Adipose tissue is made up of adipocytes and the stromal vascular fraction (SVF), which comprises immune cells such as CD4+ T cells and macrophages. Both cells are important target cells for human immunodeficiency virus (HIV) infection. HIV infection is characterised by both a) viral persistence in reservoirs and b) chronic inflammation. In the September edition of PloS Pathogens, a paper explores the potential involvement of adipose tissue as both a viral reservoir and in establishing inflammation. It is well known that adipose tissue has inflammatory potential, which has been extensively described in the context of obesity.
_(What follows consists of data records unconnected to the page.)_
PR #60288, opened 2024-08-08
Use new DCSO TextField in school association

TurnerRiley:
When the new school association was developed, the DCSO `TextField` component wasn't ready yet. Now that it is, this PR implements it. It ends up looking nearly identical but simplifies the styles needed a bit and will make it easier to incorporate school association elsewhere like in building the new sign-up flow.

This PR also fixes a tiny bug I found with the school association in whether it defaults country to the U.S. or not.

### Old look
AAAAAAAAAAAAAAAAAAAA

### New look (nearly identical)
BBBBBBBBBBBBBBBBBBBB

### Now uses a placeholder for the zip code
zip placeholder

## Testing story


apps/src/templates/SchoolDataInputs.jsx
```diff
@@ -33,7 +33,7 @@ export default function SchoolDataInputs({
     detectedCountry === US_COUNTRY_CODE
   );
   const [isOutsideUS, setIsOutsideUS] = useState(
-    detectedCountry && detectedCountry !== US_COUNTRY_CODE
+    (detectedCountry || usIp === false) && detectedCountry !== US_COUNTRY_CODE
```
TurnerRiley, line 36: While testing, I found a bug that if `usIp` was passed in as `false`, `isOutsideUS` would still return `false` because it would process `detectedCountry` as `''` (meaning the school name field wouldn't automatically show up). This handles the case now for when `usIp` is `false`, rather than treating `false` and `undefined` as the same for `usIp`.

apps/i18n/common/en_us.json
```diff
@@ -1156,6 +1156,7 @@
   "enterYourAnswerHere": "Enter your answer here",
   "enterYourName": "Enter Your Name",
   "enterYourSchoolZip": "Enter your school's zip code:",
+  "enterYourSchoolZipPlaceholder": "30305",
```
bethanyaconnor: I don't think this needs to be translated. Though I'm curious where this zip came from and what best practices are here 🤔

apps/src/templates/SchoolDataInputs.jsx
bethanyaconnor, line 36: nit: use `!usIp`

bethanyaconnor: If `usIp` is `false` shouldn't `isOutsideUS` still be false?

TurnerRiley: I set it to `=== false` because if `usIp` is `undefined` then we do want to default to the U.S. I believe, but if it's `false` then we know it's explicitly not the U.S. Does that seem okay or I can also find another way to restructure the if/else's?

apps/i18n/common/en_us.json
TurnerRiley: Oh good point! I just copied the zip from the Figma, but I can make it something else too if we want something more generic like "00000"?

apps/src/templates/SchoolDataInputs.jsx
TurnerRiley: I believe we want the flipped behavior, so if `usIp` is `false` then we know they're outside of the U.S. so `isOutsideUS` should be true (and vice versa). But if `usIp` is `undefined` then we default to `isOutsideUS` being `false`

apps/i18n/common/en_us.json
bethanyaconnor: Let's do that and remove it from this file! It can just be hardcoded

apps/src/templates/SchoolDataInputs.jsx
bethanyaconnor: ugh right right, double negatives are hard

bethanyaconnor: I think I'm getting tripped up on needing separate behavior for undefined, which is a bit of a code smell

bethanyaconnor: okay okay, so it sounds like the original bug is that this line was true when `detectedCountry === ''`, right? Could we change this to just be `!!detectedCountry`?

bethanyaconnor: (Sorry, I'm just trying to understand what's going on at this point. A lot of logic here)

TurnerRiley: Super fair! It's just that right now `usIp` isn't really doing anything since we are prioritizing `detectedCountry`, but then if we have no `detectedCountry` then regardless of if `usIp` is `true`, `false`, or `undefined`, it will still cause `isOutsideUS` to be `false`. So we could also remove `usIp` and just always default to U.S. if no `detectedCountry` is present?

apps/i18n/common/en_us.json
moshebaricdo: LOL that was my old zip, we should def change it to just 00000 😭

moshebaricdo:
LGTM! Thank you for making these updates!!

apps/src/templates/SchoolDataInputs.jsx
TurnerRiley: Yes for sure! The main issue is that `''` is considered `false` when it's checking the first `detectedCountry` on line 36. So if `sessionStorage.getItem(SCHOOL_COUNTRY)` is empty, then `detectedCountry` is only relying on `(usIp ? US_COUNTRY_CODE : '')`. If `usIp` is `true`, then `detectedCountry && detectedCountry !== US_COUNTRY_CODE` returns `false` for `isOutsideUS` (which is what we want). However, if `usIp` is `false` (for sure outside of the U.S.) or `undefined` (unclear if outside U.S.), `(usIp ? US_COUNTRY_CODE : '')` will be evaluated as `''` in both cases. So `usIp` doesn't change the outcome (i.e. if `usIp` is `false`, we aren't treating it like we know that the user is for sure outside of the U.S.): if we have no `detectedCountry`, then `isOutsideUS` is always `false`.

So I think we can either update the logic to actually rely on `usIp` or remove `usIp` alltogether!

bethanyaconnor: ooo I think I see. So we should probably be defaulting to assuming outside the US if `usIp` is false, but we're not doing that.

And then there's also the question of how we want to treat `usIp` as undefined, right?

bethanyaconnor: I think I'm convinced but would love @hannahbergam to take a look when she's back. I think this PR is blocking you so I'll approve and you can merge, then we can follow up if Hannah has feedback

bethanyaconnor (approved):

apps/src/templates/SchoolDataInputs.jsx
TurnerRiley: Yep that's right! Sounds good, thank you!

The authors first analyzed the impact of simian immunodeficiency virus (SIV) infection on abdominal subcutaneous and visceral adipose tissues in SIVmac251 infected macaques and found that both adipocytes and adipose tissue immune cells were affected. The adipocyte density was elevated, and adipose tissue immune cells presented enhanced immune activation and/or inflammatory profiles. They further demonstrated that SVF cells (including CD4+ T cells) are infected in ART-controlled HIV-infected patients. Importantly, the production of HIV RNA was detected by in situ hybridization, and after the in vitro reactivation of sorted CD4+ T cells from adipose tissue.
The study hence “identified adipose tissue as a crucial cofactor in both viral persistence and chronic immune activation/inflammation during HIV infection.” The implication of this study lies with devising strategies for purging viral reservoirs from adipose tissue and to modulate adipose tissue-related pathways to lower chronic inflammation during HIV infection.